Совершенно исключительную одаренность проявил мастер Максим Перфильевич Горностаев. По его наметкам и расчетам была устроена первая проволочная фабрика, переменен способ углежжения, введены в катальных (прокатных) чугунные цилиндры вместо железных. Упорно учась с молодых лет, Горностаев овладел с некоторою помощью заводских иностранцев тремя иностранными языками. Знания его оказались настолько совершенными, что он переводил много с немецкого и французского и некоторые переводы напечатал. Оставил изрядную библиотеку детям. И все это он совершил, будучи крепостным человеком Баташева. Лишь незадолго до смерти (умер в 1809 году) получил вольную от своего хозяина.

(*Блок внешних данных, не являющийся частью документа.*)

PR #7225, opened 2020-04-13
Fix suzylu.co.uk anti-adblocker filter

smege1001:

`suzylu.co.uk`

### Describe the issue

The anti-adblocker filter for suzylu.co.uk doesn't working anymore, because the regex that was used by this filter didn't include `AdBlock` (only the lowercase version of it)

### Versions

- Browser/version: Firefox 75.0

### Settings

Default settings


uBlock-user:
Too generic, can cause man false positives, fixed with https://github.com/uBlockOrigin/uAssets/commit/3f7a666acbd0d8a4f6b49c118a0ff4f93d342c9f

Тридцать первых лет жизни «Нижегородского Урала», несмотря на насилие, произвол и жестокость крепостников, свидетельствовали о высокой одаренности народа, выдвинувшего из своей среды целую плеяду талантливых изобретателей, чей разум и воля, желание прославить родину вызывают и сегодня нашу восторженную признательность и благодарность.
Глава VI
Денис Фонвизин, автор бессмертной комедии «Недоросль», изобразил туповатого Митрофана — дворянского «недоросля», самое имя которого стало синонимом тупицы. Немало «Митрофанушек» проживало в дворянских семьях Нижегородской губернии. Народные же массы, задавленные и забитые «сильными мира сего», не получали и тех крупиц знаний, которые выпадали на долю незадачливого, ленивого барского дитяти.
Недостаток школ, книг, крайне тягостные условия существования связывали «крылья души народа». Предрассудки, суеверия, нелепые поверья были характерны для народного быта едва ли не на всем протяжении XVIII века.

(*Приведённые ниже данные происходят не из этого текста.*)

PR #530, opened 2021-09-17
Add `dtype.tsarray`

### LINKED ISSUE #484: Incorrect assumption for arrays
* Lightwood version: 1.1 / staging

Some bits of time series logic assume a column with `dtype.array` holds floats, but this is not necessarily always the case. Example:

```
[...]

elif data_dtype in (dtype.float, dtype.array):
    data[name] = data[name].astype(float)

[...]
```

### LINKED ISSUE #504: Dtypes target refers to dtype.array in if and elif statement
https://github.com/mindsdb/lightwood/blob/96b4dd64aa3f55d2c66db145d5151df1253cf21d/lightwood/data/statistical_analysis.py#L85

Встречи на улице с попом, рыжим монахом, косым нищим, старой девушкой, с похоронной процессией, с пустой телегой или с человеком, несущим пустую корзину, предвещали неуспех дела, по которому человек вышел из дому.
Хорошо, если можно быстро вернуться обратно, переодеться в другую одежду и вновь пойти по тому же делу. Но если дом далеко, нужно тотчас и незаметно для встречного бросить железную булавку (или гвоздь) на мостовую, чтобы уничтожить «вредность» такого происшествия.
Путнику в далекой дороге грозит беда, если дорожную колею перебежит заяц. Необходимо не мешкая остановить экипаж и быстро обойти три раза лошадь с упряжью.
Ворон, сидящий на колокольне и каркающий, предвещает покойника с той стороны, куда смотрит. Если он сидит на крыше жилого дома и, каркнув, полетит к церкви, то в доме кто-нибудь умрет. Если же полетит от церкви или под гору — это хороший признак.
Если собака на дворе воет, подняв голову вверх, — жди пожара; если начнет выть, смотря в землю, случится дома беда; если при вытье царапает когтями землю — предсказывает зло на свою собачью голову.
Большое несчастье предстоит в случае, если воробей, галка, ласточка нечаянно влетят в комнату. Их необходимо немедленно поймать и свернуть шею, «чтобы несчастье обернулось на голову птицы, а не на хозяина дома».
Многое множество разных примет и «противоядий» должен был помнить пугливый обыватель, чтобы вовремя обезопасить себя от «зла».
По пятницам не следует начинать какое-нибудь новое дело, иначе все дела предстоящей недели будут пятиться назад… В ущерб луны нельзя стричь волосы и ногти — здоровья убавится… Нехорошо встать с постели левой ногой — удачи целый день не будет… Через порог не здоровайся и не прощайся — поссоришься… Не желай удачи рыболову, охотнику, грибнику — получится наоборот… За стол тринадцатый не садись — дурное к себе присадишь… Во время грозы и особенно градовой тучи некоторые суеверные нижегородские обыватели выбрасывали из окон на улицу или на двор сковороду, ухват, кочергу, косу, надеясь этим «утишить» грозу…
Рядом с приметами бытовали в нижегородской жизни вплоть до конца века многочисленные предрассудки, не имевшие решительно никаких логических оснований. Широко распространено было мнение, согласно которому употребление в пищу селедки (самой обыкновенной волжской селедки!) вредно для здоровья. Рыбу так и звали: «сельдь бешеная» или «сельдь-бешенка».
Остались в нижегородском быту и унаследованные от предыдущего столетия «наговор», «порча», «сглаз». Эти грубые суеверия бывали предметом судебного разбирательства вплоть до последних лет XVIII века.